> **Aim of the exercise**:
Of the lines listed below, return exactly those that run from the line containing "Basically just a" through the line containing "GNOME on Wayland.", both included.

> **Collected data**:
------------------------------------
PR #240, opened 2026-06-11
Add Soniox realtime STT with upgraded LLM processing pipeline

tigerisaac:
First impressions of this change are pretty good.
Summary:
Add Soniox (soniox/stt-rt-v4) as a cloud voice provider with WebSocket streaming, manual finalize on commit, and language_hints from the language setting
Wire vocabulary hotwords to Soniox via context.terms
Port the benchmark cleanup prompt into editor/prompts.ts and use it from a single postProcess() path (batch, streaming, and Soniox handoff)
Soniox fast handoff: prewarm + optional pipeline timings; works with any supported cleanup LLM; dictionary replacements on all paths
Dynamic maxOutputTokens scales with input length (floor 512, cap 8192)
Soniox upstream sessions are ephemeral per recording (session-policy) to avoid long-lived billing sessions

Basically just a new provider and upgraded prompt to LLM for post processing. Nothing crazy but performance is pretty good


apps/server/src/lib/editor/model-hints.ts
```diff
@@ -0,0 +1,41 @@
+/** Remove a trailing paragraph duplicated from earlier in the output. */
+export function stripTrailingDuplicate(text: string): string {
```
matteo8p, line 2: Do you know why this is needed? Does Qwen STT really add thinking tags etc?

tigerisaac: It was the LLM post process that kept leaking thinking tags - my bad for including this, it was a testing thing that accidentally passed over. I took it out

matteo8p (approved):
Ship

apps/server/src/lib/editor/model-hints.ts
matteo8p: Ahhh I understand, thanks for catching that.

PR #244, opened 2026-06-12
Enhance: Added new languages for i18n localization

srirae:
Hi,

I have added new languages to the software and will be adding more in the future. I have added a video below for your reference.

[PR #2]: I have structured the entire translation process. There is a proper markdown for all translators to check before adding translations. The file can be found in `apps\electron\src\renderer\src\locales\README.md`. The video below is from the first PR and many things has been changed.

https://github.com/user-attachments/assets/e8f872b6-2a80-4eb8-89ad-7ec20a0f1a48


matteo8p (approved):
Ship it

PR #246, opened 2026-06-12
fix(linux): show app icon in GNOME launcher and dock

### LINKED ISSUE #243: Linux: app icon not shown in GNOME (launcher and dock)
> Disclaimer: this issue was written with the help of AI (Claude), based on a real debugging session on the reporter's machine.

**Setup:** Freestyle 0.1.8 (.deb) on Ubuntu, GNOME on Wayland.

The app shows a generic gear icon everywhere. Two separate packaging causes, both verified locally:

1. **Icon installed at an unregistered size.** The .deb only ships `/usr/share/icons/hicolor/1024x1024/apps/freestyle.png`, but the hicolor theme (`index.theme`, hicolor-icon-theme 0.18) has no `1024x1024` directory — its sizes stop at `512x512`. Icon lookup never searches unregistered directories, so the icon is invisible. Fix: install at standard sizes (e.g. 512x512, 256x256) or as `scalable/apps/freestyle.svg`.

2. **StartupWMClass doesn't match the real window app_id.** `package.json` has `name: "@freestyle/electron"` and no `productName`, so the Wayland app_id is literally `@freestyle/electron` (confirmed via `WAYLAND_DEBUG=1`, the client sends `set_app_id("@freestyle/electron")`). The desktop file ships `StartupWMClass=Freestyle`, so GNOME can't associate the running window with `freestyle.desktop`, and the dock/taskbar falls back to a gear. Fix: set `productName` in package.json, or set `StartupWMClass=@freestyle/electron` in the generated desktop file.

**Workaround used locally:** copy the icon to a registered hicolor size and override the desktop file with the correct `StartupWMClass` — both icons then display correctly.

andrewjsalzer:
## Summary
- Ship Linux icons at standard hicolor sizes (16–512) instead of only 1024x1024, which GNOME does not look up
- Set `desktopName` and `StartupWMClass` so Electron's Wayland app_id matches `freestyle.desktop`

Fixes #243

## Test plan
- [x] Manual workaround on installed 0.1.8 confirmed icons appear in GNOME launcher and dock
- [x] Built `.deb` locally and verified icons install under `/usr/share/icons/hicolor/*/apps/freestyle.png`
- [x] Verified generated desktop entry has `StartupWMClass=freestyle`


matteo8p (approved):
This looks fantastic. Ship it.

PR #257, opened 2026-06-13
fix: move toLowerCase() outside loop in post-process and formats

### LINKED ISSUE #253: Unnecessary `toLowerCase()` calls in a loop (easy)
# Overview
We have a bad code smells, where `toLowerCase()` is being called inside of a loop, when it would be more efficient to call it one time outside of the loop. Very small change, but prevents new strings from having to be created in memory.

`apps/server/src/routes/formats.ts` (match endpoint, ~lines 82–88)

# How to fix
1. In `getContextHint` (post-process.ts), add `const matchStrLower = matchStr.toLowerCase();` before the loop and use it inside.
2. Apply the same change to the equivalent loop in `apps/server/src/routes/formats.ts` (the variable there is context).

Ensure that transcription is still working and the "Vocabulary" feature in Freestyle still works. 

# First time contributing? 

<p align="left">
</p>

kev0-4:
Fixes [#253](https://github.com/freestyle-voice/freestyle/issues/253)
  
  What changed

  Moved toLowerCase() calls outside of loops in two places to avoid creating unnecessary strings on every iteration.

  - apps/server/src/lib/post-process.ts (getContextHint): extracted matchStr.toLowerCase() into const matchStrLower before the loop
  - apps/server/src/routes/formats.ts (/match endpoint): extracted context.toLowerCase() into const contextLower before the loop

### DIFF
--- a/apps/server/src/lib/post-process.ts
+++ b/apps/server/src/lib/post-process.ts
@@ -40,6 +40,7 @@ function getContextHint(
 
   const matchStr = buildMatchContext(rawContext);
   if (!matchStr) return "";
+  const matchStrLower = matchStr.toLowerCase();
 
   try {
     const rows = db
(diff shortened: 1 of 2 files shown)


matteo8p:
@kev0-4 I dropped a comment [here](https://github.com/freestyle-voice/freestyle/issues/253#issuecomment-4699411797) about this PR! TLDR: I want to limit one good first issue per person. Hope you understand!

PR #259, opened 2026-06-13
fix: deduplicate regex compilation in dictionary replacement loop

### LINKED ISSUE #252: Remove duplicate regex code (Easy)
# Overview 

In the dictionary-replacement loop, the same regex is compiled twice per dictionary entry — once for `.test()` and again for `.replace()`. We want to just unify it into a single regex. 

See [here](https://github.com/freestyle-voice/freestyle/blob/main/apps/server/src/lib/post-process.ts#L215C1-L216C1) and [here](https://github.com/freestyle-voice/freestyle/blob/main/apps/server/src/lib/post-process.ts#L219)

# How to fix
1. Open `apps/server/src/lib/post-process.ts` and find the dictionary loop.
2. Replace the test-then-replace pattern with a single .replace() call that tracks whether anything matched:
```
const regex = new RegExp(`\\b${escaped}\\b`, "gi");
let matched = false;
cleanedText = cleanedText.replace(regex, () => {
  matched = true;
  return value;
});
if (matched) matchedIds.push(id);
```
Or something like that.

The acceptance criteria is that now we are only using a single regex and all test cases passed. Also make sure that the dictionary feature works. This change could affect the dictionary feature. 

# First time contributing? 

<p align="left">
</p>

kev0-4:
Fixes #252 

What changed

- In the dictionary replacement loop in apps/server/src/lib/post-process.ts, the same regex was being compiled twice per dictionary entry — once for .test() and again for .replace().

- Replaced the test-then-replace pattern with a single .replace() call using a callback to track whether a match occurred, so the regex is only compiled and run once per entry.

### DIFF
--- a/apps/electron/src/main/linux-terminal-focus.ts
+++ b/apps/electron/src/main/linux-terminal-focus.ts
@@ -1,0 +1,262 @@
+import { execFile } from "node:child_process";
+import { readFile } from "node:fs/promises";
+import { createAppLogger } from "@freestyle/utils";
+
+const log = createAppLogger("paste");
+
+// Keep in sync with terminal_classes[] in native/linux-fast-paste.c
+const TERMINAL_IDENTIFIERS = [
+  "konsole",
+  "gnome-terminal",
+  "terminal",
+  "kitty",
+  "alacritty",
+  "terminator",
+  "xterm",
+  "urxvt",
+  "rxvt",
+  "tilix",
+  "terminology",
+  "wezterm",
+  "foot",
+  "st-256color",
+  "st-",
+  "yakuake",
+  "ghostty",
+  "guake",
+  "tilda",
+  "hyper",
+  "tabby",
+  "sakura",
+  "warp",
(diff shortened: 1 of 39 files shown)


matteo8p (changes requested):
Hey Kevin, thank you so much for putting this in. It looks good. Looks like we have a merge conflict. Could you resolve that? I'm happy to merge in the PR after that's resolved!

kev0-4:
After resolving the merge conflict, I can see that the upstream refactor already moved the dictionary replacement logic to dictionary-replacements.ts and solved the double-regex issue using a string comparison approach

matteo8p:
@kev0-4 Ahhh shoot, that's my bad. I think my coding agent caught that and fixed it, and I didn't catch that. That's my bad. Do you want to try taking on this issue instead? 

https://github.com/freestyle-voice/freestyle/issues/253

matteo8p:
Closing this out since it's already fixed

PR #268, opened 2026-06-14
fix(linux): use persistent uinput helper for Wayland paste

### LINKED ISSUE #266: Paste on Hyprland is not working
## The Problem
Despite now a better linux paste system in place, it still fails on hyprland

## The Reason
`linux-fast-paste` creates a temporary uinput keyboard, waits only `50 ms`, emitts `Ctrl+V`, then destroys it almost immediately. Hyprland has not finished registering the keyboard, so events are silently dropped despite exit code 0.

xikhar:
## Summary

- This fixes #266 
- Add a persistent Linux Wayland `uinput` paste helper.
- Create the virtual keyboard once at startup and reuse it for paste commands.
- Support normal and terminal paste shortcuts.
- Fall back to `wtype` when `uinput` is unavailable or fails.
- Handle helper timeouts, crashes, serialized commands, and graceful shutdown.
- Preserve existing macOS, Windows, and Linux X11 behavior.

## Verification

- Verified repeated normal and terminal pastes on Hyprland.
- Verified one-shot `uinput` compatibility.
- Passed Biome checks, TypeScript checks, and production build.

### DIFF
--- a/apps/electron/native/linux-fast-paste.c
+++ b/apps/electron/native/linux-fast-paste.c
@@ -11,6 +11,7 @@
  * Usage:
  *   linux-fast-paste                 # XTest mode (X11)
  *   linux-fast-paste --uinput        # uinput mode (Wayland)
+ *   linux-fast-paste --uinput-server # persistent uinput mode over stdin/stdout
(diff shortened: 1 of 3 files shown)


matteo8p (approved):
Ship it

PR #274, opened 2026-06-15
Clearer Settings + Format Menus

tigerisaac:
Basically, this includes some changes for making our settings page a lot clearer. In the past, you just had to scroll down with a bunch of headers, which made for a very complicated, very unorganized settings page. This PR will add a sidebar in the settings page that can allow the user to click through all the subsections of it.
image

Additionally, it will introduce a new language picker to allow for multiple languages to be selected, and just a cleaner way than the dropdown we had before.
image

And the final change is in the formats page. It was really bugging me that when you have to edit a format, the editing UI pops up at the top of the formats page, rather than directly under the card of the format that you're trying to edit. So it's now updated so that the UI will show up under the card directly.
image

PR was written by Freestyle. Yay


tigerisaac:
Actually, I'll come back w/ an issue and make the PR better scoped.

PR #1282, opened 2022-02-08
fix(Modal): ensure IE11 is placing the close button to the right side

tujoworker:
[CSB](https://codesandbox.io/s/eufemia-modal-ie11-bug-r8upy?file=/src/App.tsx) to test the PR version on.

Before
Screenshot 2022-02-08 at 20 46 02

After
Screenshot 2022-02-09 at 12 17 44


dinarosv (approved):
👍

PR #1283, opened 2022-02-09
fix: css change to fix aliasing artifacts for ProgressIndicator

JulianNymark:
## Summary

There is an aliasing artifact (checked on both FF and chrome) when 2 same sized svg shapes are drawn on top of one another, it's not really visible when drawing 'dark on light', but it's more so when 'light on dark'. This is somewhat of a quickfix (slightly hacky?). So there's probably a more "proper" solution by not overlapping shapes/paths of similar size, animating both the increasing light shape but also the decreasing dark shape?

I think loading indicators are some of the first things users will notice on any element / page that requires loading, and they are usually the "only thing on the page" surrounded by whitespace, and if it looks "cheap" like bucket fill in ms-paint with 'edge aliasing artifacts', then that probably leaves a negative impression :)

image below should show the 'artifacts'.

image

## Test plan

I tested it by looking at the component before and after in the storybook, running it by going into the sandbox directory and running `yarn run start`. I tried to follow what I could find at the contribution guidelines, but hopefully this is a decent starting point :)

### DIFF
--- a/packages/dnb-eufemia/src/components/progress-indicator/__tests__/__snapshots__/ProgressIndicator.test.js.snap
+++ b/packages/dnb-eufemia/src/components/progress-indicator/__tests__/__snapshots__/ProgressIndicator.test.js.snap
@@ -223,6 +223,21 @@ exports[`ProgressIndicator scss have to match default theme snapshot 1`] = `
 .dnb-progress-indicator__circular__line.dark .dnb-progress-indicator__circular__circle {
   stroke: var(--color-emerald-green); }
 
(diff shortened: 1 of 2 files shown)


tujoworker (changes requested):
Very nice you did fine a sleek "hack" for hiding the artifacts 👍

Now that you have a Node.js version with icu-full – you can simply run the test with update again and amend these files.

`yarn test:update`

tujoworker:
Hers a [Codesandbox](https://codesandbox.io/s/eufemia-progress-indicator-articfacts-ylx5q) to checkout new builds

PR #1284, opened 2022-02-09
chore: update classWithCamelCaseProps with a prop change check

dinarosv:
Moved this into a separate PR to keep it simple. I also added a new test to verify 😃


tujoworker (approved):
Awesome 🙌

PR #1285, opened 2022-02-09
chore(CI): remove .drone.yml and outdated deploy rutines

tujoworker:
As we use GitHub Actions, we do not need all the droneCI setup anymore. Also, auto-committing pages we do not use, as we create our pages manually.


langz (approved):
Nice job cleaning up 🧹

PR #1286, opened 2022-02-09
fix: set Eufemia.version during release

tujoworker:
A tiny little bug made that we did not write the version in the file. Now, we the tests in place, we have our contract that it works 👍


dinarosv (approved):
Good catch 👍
------------------------------------
> **Exercise output**:
Basically just a new provider and upgraded prompt to LLM for post processing. Nothing crazy but performance is pretty good


apps/server/src/lib/editor/model-hints.ts
```diff
@@ -0,0 +1,41 @@
+/** Remove a trailing paragraph duplicated from earlier in the output. */
+export function stripTrailingDuplicate(text: string): string {
```
matteo8p, line 2: Do you know why this is needed? Does Qwen STT really add thinking tags etc?

tigerisaac: It was the LLM post process that kept leaking thinking tags - my bad for including this, it was a testing thing that accidentally passed over. I took it out

matteo8p (approved):
Ship

apps/server/src/lib/editor/model-hints.ts
matteo8p: Ahhh I understand, thanks for catching that.

PR #244, opened 2026-06-12
Enhance: Added new languages for i18n localization

srirae:
Hi,

I have added new languages to the software and will be adding more in the future. I have added a video below for your reference.

[PR #2]: I have structured the entire translation process. There is a proper markdown for all translators to check before adding translations. The file can be found in `apps\electron\src\renderer\src\locales\README.md`. The video below is from the first PR and many things has been changed.

https://github.com/user-attachments/assets/e8f872b6-2a80-4eb8-89ad-7ec20a0f1a48


matteo8p (approved):
Ship it

PR #246, opened 2026-06-12
fix(linux): show app icon in GNOME launcher and dock

### LINKED ISSUE #243: Linux: app icon not shown in GNOME (launcher and dock)
> Disclaimer: this issue was written with the help of AI (Claude), based on a real debugging session on the reporter's machine.

**Setup:** Freestyle 0.1.8 (.deb) on Ubuntu, GNOME on Wayland.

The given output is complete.